-- Exercise brief --
Whenever a line in the data holds the string "traits", copy that line.
----- The data -----
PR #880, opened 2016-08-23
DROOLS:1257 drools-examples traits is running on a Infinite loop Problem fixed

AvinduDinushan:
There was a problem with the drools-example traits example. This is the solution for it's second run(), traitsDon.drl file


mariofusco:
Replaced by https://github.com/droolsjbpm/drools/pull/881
-----
-- Result of the exercise --
DROOLS:1257 drools-examples traits is running on a Infinite loop Problem fixed
There was a problem with the drools-example traits example. This is the solution for it's second run(), traitsDon.drl file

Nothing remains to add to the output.